I alluded to packaging headaches earlier, and they are legion for a 13-chiplet product like MI300A. Putting so many disparate technologies together in an energy- and cost-efficient package is arguably more impressive than the individual chiplets themselves. “There’s no other way to integrate the amount of silicon, HBM, cache, compute, CPUs, and GPUs without 3D stacking,” said AMD’s Sam Naffziger.

In fact, it’s impossible MI300A/X exists in its present form without 3D stacking and associated packaging know-how, as running with traditional techniques would leave far less power headroom for the Compute Units to run at acceptable speeds.

MI300 wouldn't exist without learnings from 3D V-Cache.

Part of MI300’s packaging existence traces its roots back to the 3D V-Cache first introduced on server Epyc and consumer Ryzen processors.

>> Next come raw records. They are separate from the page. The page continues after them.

PR #211, opened 2018-10-04
Add support for new stackdriver kubernetes resource types guarded by a flag.

bmoyles0117:


prometheus-to-sd/translator/translator.go
```diff
@@ -351,15 +348,49 @@ func createProjectName(config *config.GceConfig) string {
 	return fmt.Sprintf("projects/%s", config.Project)
 }
 
-func getResourceLabels(config *config.CommonConfig, labels []*dto.LabelPair) map[string]string {
+func getMonitoredResourceFromLabels(config *config.CommonConfig, labels []*dto.LabelPair) *v3.MonitoredResource {
+	if config == nil || config.PodConfig == nil || config.GceConfig == nil {
```
x13n: These fields weren't nil-checked before, can this actually happen?

prometheus-to-sd/main.go
```diff
@@ -51,6 +51,8 @@ var (
 		"Namespace name of the pod in which monitored component is running.")
 	zoneOverride = flag.String("zone-override", "",
 		"Name of the zone to override the default one (in which component is running).")
+	useNewResources = flag.Bool("use-new-resources", false,
```
x13n: Please not "new" :-) Can we name it somehow? A year from now, this won't be new anymore, but the flag will stick for a while.

prometheus-to-sd/translator/translator_test.go
```diff
@@ -247,6 +247,60 @@ var metricDescriptors = map[string]*v3.MetricDescriptor{
 	},
 }
 
+func TestGetMonitoredResourceFromLabels(t *testing.T) {
```
x13n: There is a set of actual test cases here, can you t.Run() them separately?

prometheus-to-sd/main.go
bmoyles0117: Updated

bmoyles0117:
Friendly ping @x13n

prometheus-to-sd/main.go
```diff
@@ -51,6 +51,8 @@ var (
 		"Namespace name of the pod in which monitored component is running.")
 	zoneOverride = flag.String("zone-override", "",
 		"Name of the zone to override the default one (in which component is running).")
+	monitoredResourceTypes = flag.String("monitored-resource-types", "gke",
```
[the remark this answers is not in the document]
bmoyles0117: I feel like "legacy" has the same time argument as "new", I chose gke, as it references a specific part of the monitored resource itself "gke"_container, would you still prefer to use legacy?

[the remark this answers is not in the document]
x13n: Good point, although hopefully things that are "legacy" stay "legacy" while "new" becomes "currently used". How about "gke_container"? Sounds less vague and describes exactly what it is.

x13n:
Looks good to me, but Travis is still unhappy... can you make sure it passes?

l15k4:
@bmoyles0117 hey, I tried it out and there seems to be a strange error that I cannot figure out : 
```
stackdriver.go:58] Error while sending request to Stackdriver googleapi: Error 400: One or more TimeSeries could not be written: Unrecognized resource label: cluster_location: timeSeries[0-33], badRequest
```

l15k4:
@bmoyles0117 I have no idea how this can happen when I look at this https://github.com/GoogleCloudPlatform/k8s-stackdriver/blob/master/prometheus-to-sd/config/gce_config.go#L65-L72

bmoyles0117:
This could happen if the location provided is not a valid GCP region / zone.

l15k4:
@bmoyles0117 but how is that possible and how can I fix that? From what I can see, it is retrieved from the API in here https://github.com/GoogleCloudPlatform/k8s-stackdriver/blob/master/prometheus-to-sd/config/gce_config.go#L65

Could RBAC be the problem here ? Shouldn't we log these values ?

bmoyles0117:
RBAC doesn't come into play when querying the GCE Metadata Server. Can I confirm, what does your prometheus-to-sd yaml look like? Are you using a GKE-managed installation, or have you configured this yourself? If the latter, are you sure that you've set the `--monitored-resource-types` flag to "k8s"?

l15k4:
I'm running it on a k8s cluster `1.11.2-gke.18` with Stackdriver Beta enabled. The `prometheus-to-sd` container is a sidecar to `graphite-exporter` container in a pod. I also run it as a side car to many other containers that expose metrics with kamon. The configuration is : 
```
  prometheus-to-sd:
    Command:
      /monitor
      --stackdriver-prefix=custom.googleapis.com
      --monitored-resource-types=k8s
      --source=graphite-exporter:http://localhost:9095/metrics
      --pod-id=$(POD_NAME)
      --namespace-id=$(POD_NAMESPACE)
```

bmoyles0117:
@l15k4 thank you for the bug report, it was a huge oversight that I used the wrong label name for sending the cluster's location, #222 has been sent for review which should resolve this issue.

The system on integrated circuit (SoIC) stacking, somewhat analogous to Intel’s Foveros, is much larger this time around, though it retains the same 9-micrometre through-silicon via pitch as 3D V-Cache.

How the Instinct MI300 is packaged.

This is how a chip looks if examined from the side. The IOD dies physically sit at the bottom with either XCDs (MI300X) or a combination of XCD/CCD (MI300A) on top. On the right, you see the actual scale of each constituent part, along with the various TSVs routing through to the bumps at the bottom.

The Wrap

AMD’s MI300 line of super-processors are the culmination of many prominent technologies. Modular chiplets, expansive IODs, HBM3 memory, Epyc CPUs, improved Infinity Fabrics, and cutting-edge packaging all play a part in bringing these 100bn+ transistor behemoths to the table. They simply wouldn’t exist if any of these technologies failed to deliver upon the initial promise. Though the phrase is often bandied about, these are engineering marvels through and through.

Aside from the cutting-edge smarts, MI300A and MI300X can’t come soon enough as standalone products. Their very nature relates to high performance in HPC and AI training and inference workloads. Just how MI300X battles against Nvidia’s omnipotent H100 when running large-language models is presently unknown, but going by the specifications, signs are promising. Peering under the hood shows AMD’s latest AI-focused silicon has plenty of firepower through a forward-looking design.

Cloud providers buy at scale. If AMD can demonstrate that MI300 runs a set amount of inferencing or training with fewer instances than H100, and that they’re available sooner – reports suggest Nvidia’s best silicon has a year-long wait – there’s tremendous opportunity for MI300 to grab immediate revenue and profit.